Love, Theoretically by Ali Hazelwood



            I think he’ll finish with a growl, make a mess out of me, maybe admire his handiwork, but that’s not what happens at all. Instead he pulls back so that his eyes can hold my own till the very last moment, glassy and nearly all black. His free hand searches blindly, frantically. It grabs mine when he finds it, twining our fingers together in a tight grip, and that’s when I know. When I realize deep in my belly that for Jack this is not about friction or about fucking. It’s not even about coming, or about anything else I might have stupidly suspected.

            This is about him and me. And the possibility of something that goes far beyond the both of us.

            “Elsie,” he mouths when he comes. He seems to retreat into himself, to dig deep into his head to deal with the shocking pleasure of it and avoid losing his mind, and all I need to do is hold him tight to remind him that yes. I’m here. With him.

            I’m here.

            It’s downright terrifying, what this could be.
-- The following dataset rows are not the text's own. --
PR #1975, opened 2023-02-04
Test for volume create command

suyanhanx:

### DIFF
--- a/cmd/nerdctl/volume_create_test.go
+++ b/cmd/nerdctl/volume_create_test.go
@@ -1,0 +1,58 @@
+/*
+   Copyright The containerd Authors.
+
+   Licensed under the Apache License, Version 2.0 (the "License");
+   you may not use this file except in compliance with the License.
+   You may obtain a copy of the License at
+
+       http://www.apache.org/licenses/LICENSE-2.0
+
+   Unless required by applicable law or agreed to in writing, software
+   distributed under the License is distributed on an "AS IS" BASIS,
+   WITHOUT WARRANTIES OR CONDITIONS OF ANY KIND, either express or implied.
+   See the License for the specific language governing permissions and
+   limitations under the License.
+*/
+
+package main
+
+import (
+	"testing"
+
+	"github.com/containerd/nerdctl/pkg/testutil"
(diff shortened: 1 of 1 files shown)


cmd/nerdctl/volume_create_test.go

What I want it to be. It makes me tear up, and then it makes me sob, and then it makes me clutch at Jack for dear life, the splotch of his semen sticking to his shirt and my stomach, pooling in my belly button. To his credit, he doesn’t ask me what’s wrong. He doesn’t beg for explanations. He just holds me close, both arms wrapped around me, even when my tears morph into giggles, like I’m some crazy, unstable girl who doesn’t know what to be or what to feel.

            Wait. That’s exactly who I am.
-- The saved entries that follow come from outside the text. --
PR #3117, opened 2024-06-19
Bump compose-go to v2

apostasie:


apostasie:
This is not too bad.
Basic functionality is here.

TBD
* [  ] .env files are bust
* [ ] Profiles are bust

apostasie:
@AkihiroSuda 

Feel like this one could go in or do we need some form of soak time?
CI is green but our test coverage might be so-so.

Appreciate this is a "big" change (not many lines of code / not complex, but certainly impactful).

IMHO we should go for it and not stay behind longer (we can fix bugs as they come) - it will obviously only get worse the more we wait.

pkg/composer/serviceparser/serviceparser_test.go
```diff
@@ -174,8 +174,8 @@ volumes:
 	assert.Assert(t, in(wp1.RunArgs, "--log-driver=json-file"))
 	assert.Assert(t, in(wp1.RunArgs, "--log-opt=max-size=5K"))
 	assert.Assert(t, in(wp1.RunArgs, "--log-opt=max-file=2"))
-	assert.Assert(t, in(wp1.RunArgs, "--add-host=test.com:172.19.1.1"))
-	assert.Assert(t, in(wp1.RunArgs, "--add-host=test2.com:172.19.1.2"))
+	assert.Assert(t, in(wp1.RunArgs, "--add-host=test.com:[172.19.1.1]"))
+	assert.Assert(t, in(wp1.RunArgs, "--add-host=test2.com:[172.19.1.2]"))
```
AkihiroSuda, line 178: This seems to generate an invalid `/etc/hosts`

```
$ nerdctl run --rm --add-host=example.com:[192.168.12.34] busybox cat /etc/hosts
# <nerdctl>
127.0.0.1       localhost localhost.localdomain
::1             localhost localhost.localdomain
[192.168.12.34] example.com
10.4.0.45       d39e31c01c00 busybox-d39e3
# </nerdctl>
```

apostasie: Interesting.

Let me look into it.

apostasie: So, compose now return []string instead of string.

I have no idea why oO. Is the hope that you would get some form of cheapo load balancing?

Passing multiple times the same host with different ips is not going to work.

apostasie:
@AkihiroSuda fixed the bizarro change in compose wrt host/ip.
At least we do now honor the fact it is an array.
Still not completely sure why / what is expected to happen here.

AkihiroSuda (approved):
Thanks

            I laugh. Then I laugh some more. Then I cannot stop. The movie is over, “15 Step” by Radiohead bafflingly plays during the black-and-white end credits, and I’m laughing again.
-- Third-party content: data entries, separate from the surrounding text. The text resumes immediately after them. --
PR #3121, opened 2024-06-19
[release/1.7 backport] Add --pull option to build command

sondavidb:
Backport of #3074. Also took some helper functions for `pkg/testutil/testutil.go` from https://github.com/containerd/nerdctl/commit/f853ab8542dfd85a8a53c435ebf39d1d1b10cd85.

Per https://github.com/containernetworking/plugins/issues/1038, the binaries were modified as of the last commit so this change also brings in the new shasums so that CI runs properly.

Mainline also requires Golang 1.22 so cherry-picked https://github.com/containerd/nerdctl/commit/4e615922c484817898c81f4c70cbf6abeb8a89f9.

Feel free to close if we are not taking features into release/1.7.

### DIFF
--- a/.github/workflows/release.yml
+++ b/.github/workflows/release.yml
@@ -15,7 +15,7 @@ jobs:
     - uses: actions/checkout@v4.1.1
     - uses: actions/setup-go@v5
       with:
-        go-version: 1.21.x
+        go-version: 1.22.x
     - name: "Compile binaries"
       run: make artifacts
     - name: "SHA256SUMS"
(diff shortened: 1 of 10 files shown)


AkihiroSuda:
I'm not sure we should backport new features to v1.7, but still negotiable if this is urgent for Finch.

sondavidb:
>still negotiable if this is urgent for Finch.

It's not urgent, and we should prepare for 2.0 upgrade anyway in the future. Closing for now, thanks for your input!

            “You’re ruining the moment.” His lips curve into my throat, winded like he just finished an Olympic race.

            “I’m so sorry. I just—”

            “What?”

            “Just wondering if you still think it’s ‘too soon.’ ”

            He slaps my butt. I yelp and then keep on laughing.

            “Yes.” He maneuvers back and angles my head so that I’m looking at him. “It’s really soon. But the only person who can slow us down is you, so . . .”

            “So what?”

            He pushes a strand of sweaty hair behind my ear. His eyes are worried, and warm, and empty of everything that’s not us. “Be gentle with me, Elsie. That’s all I ask.”





20


            FALLING BODIES



From: [email protected]

                Re: Thermodynamics Essay


Doctor Hannaway, ma’am, it’s been 23 hours, have you graded my essay yet?



            Saturday’s a daze.

            I shuffle around my room gingerly, full of distant stares and hands stopping midaction, like I cannot remember what I opened my closet for, how to squeeze the tube to get the right amount of toothpaste.

            It’s a first. I sense that some paradigmatic shift has happened within me, but I cannot justify it. Jack and I did a bunch of things that high schoolers today would barely consider a quarter of first base—so what? I try to cognitively reframe last night as two adults having casual fun, but my head is full of aggressive, intrusive, embarrassing thoughts that make it hard to concentrate on grading. As though the sheer nature of grading didn’t do it on its own.

            “When did you get back last night?” Cece asks when I emerge in the kitchen. As usual, she’s engaged in a mix of activities: teaching Hedgie an obstacle course, listening to an audiobook on the women of the Plantagenets, making oatmeal.

            I try to recall what the clock in Jack’s car looked like when he dropped me off. The red numbers blinking at me in the dark, as if to say, You should go. And Jack leaning over the armrest for a kiss, then pulling me into his lap. Whispering, Not yet. “Around one.”

            “A record.”

            “We watched a movie,” I tell her, to avoid saying, I think I had the most soul-shaking night of my entire adult life, and it didn’t even involve cheese.

            “What movie?”

            “Um . . . a vampire movie.”